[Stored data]
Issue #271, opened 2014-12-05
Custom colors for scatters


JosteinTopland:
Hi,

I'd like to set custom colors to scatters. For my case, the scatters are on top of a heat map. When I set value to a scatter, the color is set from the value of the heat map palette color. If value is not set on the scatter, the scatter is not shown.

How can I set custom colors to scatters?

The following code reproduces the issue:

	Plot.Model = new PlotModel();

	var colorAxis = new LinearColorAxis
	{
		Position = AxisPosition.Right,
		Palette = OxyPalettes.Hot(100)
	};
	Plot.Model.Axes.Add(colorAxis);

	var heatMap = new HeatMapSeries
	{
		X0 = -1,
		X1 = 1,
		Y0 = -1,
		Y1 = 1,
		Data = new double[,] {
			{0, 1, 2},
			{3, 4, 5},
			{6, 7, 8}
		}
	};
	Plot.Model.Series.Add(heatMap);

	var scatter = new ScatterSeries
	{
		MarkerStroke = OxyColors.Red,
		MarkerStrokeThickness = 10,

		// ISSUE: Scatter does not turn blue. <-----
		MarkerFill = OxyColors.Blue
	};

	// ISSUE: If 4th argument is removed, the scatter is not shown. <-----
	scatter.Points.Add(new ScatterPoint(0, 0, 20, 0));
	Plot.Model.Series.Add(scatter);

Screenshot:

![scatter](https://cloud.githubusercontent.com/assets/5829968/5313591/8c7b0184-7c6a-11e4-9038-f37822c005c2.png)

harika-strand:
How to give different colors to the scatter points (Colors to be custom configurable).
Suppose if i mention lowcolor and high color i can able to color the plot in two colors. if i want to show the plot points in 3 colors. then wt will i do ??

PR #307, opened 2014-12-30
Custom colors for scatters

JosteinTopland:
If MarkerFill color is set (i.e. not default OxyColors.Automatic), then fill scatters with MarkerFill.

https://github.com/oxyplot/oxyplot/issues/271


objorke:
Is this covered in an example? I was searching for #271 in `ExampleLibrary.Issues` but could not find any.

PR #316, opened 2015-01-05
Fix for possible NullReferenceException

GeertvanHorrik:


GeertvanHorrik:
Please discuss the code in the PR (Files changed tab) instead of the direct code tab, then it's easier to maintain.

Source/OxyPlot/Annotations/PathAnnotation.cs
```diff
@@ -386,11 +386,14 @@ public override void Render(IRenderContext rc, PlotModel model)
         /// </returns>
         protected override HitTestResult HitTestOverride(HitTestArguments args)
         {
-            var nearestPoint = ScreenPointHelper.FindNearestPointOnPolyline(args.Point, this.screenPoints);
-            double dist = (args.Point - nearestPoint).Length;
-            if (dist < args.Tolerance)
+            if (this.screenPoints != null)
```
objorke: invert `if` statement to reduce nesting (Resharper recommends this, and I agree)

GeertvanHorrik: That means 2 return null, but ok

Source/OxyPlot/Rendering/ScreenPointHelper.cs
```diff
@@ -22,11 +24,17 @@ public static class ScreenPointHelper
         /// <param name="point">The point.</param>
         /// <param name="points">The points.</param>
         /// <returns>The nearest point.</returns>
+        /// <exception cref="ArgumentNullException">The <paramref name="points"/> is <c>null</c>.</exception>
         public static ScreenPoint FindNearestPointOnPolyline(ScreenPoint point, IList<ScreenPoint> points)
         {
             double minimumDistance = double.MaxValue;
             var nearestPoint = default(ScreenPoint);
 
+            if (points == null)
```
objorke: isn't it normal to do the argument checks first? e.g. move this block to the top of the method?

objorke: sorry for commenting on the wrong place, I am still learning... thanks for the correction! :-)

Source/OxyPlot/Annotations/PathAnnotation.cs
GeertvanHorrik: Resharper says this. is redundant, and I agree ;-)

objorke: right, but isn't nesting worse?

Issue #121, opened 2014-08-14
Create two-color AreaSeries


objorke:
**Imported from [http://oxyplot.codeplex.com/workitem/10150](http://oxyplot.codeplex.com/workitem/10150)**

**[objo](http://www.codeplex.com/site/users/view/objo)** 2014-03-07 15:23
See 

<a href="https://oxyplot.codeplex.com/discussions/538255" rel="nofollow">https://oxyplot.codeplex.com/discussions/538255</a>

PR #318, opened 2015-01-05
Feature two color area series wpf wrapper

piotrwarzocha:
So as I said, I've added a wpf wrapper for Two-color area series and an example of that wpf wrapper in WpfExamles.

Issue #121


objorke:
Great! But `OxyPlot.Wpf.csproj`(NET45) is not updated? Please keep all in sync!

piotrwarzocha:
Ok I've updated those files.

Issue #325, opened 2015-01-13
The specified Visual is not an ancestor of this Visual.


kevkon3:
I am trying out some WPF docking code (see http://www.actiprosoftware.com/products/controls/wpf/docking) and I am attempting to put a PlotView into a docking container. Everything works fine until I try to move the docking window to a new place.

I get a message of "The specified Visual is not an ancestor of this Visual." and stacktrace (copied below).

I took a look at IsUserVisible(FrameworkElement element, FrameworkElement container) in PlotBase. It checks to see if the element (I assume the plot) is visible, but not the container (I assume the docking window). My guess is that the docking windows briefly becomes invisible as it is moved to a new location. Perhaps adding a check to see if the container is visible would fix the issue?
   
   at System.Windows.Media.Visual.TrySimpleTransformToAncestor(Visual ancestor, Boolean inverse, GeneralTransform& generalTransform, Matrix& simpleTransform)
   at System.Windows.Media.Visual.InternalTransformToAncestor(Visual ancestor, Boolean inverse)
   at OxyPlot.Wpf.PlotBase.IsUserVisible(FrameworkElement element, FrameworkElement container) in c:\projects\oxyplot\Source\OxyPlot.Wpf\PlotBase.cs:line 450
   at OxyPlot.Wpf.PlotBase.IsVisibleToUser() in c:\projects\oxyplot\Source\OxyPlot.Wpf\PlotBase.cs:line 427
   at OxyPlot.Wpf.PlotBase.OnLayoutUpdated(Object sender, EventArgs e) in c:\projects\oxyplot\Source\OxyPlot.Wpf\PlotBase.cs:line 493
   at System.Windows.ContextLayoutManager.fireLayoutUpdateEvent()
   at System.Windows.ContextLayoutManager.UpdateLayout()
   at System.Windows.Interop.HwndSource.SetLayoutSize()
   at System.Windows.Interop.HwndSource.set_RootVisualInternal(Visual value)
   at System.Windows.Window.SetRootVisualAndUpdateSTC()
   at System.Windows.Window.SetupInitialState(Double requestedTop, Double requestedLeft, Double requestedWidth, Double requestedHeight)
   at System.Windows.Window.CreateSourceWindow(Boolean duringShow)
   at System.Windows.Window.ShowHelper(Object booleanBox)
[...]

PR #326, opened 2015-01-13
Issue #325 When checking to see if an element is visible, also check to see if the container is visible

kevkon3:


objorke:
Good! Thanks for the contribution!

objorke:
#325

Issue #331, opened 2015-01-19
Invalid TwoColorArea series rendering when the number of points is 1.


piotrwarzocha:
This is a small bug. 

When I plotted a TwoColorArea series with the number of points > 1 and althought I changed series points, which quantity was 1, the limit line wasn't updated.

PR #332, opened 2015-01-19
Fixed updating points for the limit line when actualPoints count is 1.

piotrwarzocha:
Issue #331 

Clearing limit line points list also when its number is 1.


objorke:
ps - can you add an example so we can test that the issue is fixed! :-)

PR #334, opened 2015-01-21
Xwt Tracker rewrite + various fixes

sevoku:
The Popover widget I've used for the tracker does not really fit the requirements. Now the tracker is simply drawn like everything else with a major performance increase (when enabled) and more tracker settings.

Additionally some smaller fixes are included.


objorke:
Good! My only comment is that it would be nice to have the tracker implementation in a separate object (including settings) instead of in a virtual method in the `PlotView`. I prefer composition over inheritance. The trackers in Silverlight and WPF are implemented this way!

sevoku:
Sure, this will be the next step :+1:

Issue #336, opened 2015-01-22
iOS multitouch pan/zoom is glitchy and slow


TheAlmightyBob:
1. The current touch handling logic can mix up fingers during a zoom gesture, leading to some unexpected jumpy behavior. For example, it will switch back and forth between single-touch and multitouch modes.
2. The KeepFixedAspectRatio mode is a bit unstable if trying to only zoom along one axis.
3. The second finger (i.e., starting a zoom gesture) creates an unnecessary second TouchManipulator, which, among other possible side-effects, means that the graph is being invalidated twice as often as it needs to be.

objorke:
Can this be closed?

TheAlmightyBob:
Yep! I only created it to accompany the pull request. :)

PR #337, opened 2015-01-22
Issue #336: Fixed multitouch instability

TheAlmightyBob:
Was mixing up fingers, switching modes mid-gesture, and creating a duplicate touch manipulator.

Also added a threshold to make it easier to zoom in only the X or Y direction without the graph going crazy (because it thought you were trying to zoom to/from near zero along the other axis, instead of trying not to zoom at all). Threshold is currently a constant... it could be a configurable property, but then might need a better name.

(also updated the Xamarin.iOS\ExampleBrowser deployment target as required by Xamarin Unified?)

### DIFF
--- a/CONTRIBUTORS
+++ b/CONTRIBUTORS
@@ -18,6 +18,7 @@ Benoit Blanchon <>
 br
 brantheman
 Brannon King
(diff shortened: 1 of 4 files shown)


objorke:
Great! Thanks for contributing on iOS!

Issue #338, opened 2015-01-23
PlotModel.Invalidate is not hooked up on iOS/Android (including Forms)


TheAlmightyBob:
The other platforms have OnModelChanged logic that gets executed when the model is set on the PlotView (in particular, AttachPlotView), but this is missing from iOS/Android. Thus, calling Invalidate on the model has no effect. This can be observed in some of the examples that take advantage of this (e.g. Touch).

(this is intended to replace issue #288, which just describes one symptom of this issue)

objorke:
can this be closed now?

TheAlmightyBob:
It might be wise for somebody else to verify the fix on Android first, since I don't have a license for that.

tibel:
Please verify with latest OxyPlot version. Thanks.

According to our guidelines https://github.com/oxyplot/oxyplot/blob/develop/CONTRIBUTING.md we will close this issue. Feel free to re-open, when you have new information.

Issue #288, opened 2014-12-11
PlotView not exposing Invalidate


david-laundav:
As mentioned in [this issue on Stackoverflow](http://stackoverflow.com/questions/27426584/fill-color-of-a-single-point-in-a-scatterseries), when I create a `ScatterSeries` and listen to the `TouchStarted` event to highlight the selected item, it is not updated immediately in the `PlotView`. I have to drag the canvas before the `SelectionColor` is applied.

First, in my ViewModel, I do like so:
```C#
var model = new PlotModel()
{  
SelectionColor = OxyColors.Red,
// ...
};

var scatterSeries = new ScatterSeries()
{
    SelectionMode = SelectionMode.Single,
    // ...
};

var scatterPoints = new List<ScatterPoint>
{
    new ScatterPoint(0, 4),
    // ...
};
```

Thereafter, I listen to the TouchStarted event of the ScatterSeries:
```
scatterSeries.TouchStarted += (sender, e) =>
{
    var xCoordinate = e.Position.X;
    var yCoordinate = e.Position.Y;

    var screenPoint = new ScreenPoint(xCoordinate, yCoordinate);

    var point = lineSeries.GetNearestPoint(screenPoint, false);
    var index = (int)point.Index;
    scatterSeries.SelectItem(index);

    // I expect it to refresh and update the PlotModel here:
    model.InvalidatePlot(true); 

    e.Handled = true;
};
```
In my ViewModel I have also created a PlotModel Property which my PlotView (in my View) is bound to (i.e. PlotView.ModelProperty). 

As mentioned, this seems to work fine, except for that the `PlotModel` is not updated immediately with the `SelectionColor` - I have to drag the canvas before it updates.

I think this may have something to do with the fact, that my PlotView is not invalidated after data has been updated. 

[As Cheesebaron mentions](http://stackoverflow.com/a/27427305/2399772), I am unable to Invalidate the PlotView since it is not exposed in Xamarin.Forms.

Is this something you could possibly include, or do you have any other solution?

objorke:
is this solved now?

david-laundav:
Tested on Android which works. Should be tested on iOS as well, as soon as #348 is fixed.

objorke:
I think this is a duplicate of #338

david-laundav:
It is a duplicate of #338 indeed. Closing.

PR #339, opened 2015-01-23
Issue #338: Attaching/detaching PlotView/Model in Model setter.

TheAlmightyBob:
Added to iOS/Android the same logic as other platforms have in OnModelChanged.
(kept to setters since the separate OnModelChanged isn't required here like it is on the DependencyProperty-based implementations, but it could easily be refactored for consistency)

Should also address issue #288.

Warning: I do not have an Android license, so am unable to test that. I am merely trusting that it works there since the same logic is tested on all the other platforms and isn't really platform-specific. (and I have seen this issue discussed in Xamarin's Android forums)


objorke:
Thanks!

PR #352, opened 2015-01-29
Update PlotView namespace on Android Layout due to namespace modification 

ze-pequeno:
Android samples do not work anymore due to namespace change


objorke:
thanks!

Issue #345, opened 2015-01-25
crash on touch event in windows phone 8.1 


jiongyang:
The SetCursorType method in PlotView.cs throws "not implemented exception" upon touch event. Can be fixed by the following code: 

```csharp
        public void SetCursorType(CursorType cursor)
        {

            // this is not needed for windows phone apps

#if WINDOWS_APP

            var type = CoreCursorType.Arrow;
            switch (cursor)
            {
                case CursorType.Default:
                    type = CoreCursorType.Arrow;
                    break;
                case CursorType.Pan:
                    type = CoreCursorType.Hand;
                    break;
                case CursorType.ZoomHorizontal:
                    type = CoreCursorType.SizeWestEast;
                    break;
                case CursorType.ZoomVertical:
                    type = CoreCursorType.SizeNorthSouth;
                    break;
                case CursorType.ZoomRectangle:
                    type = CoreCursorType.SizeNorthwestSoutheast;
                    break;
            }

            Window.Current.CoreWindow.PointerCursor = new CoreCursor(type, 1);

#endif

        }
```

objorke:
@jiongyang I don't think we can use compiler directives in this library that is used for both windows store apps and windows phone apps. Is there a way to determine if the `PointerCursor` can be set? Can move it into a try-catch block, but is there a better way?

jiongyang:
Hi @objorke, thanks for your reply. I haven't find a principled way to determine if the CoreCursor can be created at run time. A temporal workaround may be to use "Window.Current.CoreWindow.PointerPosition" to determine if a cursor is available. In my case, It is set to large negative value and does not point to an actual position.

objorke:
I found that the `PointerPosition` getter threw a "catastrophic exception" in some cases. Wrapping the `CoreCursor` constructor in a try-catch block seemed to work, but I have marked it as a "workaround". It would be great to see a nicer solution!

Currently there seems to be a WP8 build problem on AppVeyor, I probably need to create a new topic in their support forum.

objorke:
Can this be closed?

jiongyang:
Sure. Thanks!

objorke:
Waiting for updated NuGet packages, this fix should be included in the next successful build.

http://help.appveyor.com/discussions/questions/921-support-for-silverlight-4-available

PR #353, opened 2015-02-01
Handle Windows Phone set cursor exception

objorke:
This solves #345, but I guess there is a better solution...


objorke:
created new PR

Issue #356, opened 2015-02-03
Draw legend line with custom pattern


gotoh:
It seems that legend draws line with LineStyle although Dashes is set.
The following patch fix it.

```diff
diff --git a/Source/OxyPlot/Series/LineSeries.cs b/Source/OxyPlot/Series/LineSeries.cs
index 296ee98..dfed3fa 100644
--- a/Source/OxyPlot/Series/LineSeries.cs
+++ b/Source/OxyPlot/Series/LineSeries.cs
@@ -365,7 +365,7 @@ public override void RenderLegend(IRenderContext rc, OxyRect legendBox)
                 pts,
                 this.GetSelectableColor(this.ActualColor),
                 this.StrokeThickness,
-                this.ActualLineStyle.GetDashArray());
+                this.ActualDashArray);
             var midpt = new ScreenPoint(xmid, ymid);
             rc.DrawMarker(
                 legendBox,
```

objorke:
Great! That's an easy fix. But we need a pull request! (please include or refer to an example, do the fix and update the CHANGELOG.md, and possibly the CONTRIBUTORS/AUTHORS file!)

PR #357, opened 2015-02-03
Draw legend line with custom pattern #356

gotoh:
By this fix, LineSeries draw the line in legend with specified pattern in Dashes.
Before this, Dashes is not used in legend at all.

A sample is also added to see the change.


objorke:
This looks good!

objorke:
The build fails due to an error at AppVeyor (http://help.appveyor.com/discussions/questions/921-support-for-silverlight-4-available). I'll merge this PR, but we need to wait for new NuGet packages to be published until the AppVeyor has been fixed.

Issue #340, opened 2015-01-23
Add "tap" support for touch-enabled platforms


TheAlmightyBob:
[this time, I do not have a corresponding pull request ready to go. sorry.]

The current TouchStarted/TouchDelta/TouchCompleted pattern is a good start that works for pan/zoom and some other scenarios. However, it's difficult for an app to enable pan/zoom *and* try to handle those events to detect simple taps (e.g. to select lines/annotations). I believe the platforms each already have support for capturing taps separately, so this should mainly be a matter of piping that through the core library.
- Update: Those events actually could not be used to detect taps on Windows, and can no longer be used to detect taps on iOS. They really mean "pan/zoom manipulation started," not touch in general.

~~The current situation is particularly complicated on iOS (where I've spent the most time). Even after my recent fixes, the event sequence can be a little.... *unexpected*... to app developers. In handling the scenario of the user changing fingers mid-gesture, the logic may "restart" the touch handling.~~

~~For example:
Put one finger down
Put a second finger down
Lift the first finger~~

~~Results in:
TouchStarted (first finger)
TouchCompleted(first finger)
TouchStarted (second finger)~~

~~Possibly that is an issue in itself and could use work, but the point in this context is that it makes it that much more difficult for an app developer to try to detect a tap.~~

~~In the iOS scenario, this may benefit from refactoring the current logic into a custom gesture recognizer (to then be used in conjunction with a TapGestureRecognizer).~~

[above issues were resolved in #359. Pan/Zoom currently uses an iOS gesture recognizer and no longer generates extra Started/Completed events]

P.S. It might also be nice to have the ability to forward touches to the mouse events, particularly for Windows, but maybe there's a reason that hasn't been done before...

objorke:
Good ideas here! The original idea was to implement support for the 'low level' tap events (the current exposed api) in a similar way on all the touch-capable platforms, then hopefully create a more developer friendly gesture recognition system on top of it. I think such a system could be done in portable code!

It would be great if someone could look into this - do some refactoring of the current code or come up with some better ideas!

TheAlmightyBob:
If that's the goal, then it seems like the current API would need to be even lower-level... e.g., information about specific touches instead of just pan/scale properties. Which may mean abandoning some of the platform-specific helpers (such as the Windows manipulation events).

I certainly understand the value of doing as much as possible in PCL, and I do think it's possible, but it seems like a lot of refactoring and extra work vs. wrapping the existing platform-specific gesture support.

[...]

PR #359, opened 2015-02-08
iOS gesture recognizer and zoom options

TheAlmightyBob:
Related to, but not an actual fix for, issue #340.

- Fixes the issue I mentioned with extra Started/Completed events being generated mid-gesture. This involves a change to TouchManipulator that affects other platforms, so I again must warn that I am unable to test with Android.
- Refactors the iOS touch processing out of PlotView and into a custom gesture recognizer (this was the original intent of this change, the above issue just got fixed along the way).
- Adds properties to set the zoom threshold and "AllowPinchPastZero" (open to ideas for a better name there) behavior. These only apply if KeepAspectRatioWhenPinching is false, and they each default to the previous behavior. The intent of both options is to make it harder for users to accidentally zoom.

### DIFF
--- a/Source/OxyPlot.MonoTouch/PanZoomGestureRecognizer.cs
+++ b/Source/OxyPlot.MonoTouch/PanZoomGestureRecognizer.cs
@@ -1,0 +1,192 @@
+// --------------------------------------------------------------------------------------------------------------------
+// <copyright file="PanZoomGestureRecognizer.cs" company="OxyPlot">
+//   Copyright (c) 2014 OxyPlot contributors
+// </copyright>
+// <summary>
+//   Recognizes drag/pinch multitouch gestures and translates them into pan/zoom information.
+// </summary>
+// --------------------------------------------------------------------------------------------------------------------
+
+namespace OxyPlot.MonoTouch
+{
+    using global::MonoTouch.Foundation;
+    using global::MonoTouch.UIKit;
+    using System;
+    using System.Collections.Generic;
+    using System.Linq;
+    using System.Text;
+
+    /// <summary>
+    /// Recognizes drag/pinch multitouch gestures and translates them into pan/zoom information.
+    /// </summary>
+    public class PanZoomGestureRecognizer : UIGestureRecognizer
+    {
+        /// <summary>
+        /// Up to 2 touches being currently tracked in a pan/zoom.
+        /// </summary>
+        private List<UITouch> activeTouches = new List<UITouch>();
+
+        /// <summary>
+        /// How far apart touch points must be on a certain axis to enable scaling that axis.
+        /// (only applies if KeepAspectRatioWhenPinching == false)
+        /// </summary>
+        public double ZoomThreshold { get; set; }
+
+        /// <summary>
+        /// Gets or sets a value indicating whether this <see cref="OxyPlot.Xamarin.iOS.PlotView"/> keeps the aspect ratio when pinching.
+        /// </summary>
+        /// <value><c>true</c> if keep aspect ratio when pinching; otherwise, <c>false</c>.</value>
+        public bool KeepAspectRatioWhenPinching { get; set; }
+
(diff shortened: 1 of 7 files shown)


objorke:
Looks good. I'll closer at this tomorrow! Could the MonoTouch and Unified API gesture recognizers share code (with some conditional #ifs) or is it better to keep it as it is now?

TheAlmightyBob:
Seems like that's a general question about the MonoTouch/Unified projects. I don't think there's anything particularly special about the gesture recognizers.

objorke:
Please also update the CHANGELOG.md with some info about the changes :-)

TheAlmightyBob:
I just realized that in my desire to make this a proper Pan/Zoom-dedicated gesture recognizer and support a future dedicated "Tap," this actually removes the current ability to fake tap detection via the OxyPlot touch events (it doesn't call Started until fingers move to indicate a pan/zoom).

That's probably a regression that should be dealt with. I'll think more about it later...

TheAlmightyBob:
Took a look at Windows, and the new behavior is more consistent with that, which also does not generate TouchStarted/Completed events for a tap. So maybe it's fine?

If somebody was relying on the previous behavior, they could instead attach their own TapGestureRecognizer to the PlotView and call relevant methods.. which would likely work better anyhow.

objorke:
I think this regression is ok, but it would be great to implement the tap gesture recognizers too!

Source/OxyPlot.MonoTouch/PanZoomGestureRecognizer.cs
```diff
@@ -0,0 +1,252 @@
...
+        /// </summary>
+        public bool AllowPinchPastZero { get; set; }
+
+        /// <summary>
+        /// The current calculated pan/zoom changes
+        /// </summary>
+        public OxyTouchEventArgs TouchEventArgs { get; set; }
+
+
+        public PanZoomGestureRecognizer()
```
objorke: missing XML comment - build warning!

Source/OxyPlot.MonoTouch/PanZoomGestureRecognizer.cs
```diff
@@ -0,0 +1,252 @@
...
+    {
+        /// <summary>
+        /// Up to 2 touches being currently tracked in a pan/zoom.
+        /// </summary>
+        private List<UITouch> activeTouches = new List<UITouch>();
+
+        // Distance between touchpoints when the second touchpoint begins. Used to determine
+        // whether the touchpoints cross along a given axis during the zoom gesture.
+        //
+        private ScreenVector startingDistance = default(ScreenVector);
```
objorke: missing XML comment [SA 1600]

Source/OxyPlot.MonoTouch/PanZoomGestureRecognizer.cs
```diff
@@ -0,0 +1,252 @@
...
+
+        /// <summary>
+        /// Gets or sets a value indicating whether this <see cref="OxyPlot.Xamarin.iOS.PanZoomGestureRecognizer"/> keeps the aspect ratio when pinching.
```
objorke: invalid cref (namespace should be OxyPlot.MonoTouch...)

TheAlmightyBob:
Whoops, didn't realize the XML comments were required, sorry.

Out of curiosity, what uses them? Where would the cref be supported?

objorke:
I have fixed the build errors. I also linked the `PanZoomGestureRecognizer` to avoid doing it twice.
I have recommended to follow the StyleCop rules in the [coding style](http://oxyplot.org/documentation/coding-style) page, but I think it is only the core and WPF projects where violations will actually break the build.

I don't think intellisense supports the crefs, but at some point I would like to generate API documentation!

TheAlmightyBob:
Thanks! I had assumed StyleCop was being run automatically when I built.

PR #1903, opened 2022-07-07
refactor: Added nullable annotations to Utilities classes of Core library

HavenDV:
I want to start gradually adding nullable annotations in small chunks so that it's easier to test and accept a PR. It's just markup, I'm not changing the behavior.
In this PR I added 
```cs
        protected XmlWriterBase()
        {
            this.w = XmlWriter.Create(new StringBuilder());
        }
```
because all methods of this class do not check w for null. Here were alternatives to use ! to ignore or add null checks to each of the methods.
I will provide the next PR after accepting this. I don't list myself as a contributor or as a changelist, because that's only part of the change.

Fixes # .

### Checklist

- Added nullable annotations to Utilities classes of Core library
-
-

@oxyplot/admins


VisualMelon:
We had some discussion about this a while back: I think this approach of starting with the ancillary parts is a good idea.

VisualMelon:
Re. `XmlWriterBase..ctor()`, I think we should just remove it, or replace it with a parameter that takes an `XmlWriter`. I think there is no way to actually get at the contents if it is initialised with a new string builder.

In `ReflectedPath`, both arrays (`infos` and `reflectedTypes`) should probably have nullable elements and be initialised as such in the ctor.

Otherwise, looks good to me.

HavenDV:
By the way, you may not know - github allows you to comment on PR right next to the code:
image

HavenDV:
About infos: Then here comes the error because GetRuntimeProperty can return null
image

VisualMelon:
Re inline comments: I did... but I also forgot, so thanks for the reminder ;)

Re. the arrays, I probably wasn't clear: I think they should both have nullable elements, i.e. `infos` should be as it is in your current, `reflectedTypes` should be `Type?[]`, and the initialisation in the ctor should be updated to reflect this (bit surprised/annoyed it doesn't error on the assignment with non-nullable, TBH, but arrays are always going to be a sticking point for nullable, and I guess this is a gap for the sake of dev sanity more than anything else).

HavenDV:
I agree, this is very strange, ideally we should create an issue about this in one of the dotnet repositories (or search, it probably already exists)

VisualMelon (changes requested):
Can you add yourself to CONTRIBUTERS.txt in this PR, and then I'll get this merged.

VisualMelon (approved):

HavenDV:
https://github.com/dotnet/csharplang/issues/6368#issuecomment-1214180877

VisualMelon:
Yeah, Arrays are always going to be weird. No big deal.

Work to be completed: The required output is every line above from the one with "PR #334, opened 2015-01-21" down to the one with "2. The KeepFixedAspectRatio", restated word for word, ends included.

Response below:
PR #334, opened 2015-01-21
Xwt Tracker rewrite + various fixes

sevoku:
The Popover widget I've used for the tracker does not really fit the requirements. Now the tracker is simply drawn like everything else with a major performance increase (when enabled) and more tracker settings.

Additionally some smaller fixes are included.


objorke:
Good! My only comment is that it would be nice to have the tracker implementation in a separate object (including settings) instead of in a virtual method in the `PlotView`. I prefer composition over inheritance. The trackers in Silverlight and WPF are implemented this way!

sevoku:
Sure, this will be the next step :+1:

Issue #336, opened 2015-01-22
iOS multitouch pan/zoom is glitchy and slow


TheAlmightyBob:
1. The current touch handling logic can mix up fingers during a zoom gesture, leading to some unexpected jumpy behavior. For example, it will switch back and forth between single-touch and multitouch modes.
2. The KeepFixedAspectRatio mode is a bit unstable if trying to only zoom along one axis.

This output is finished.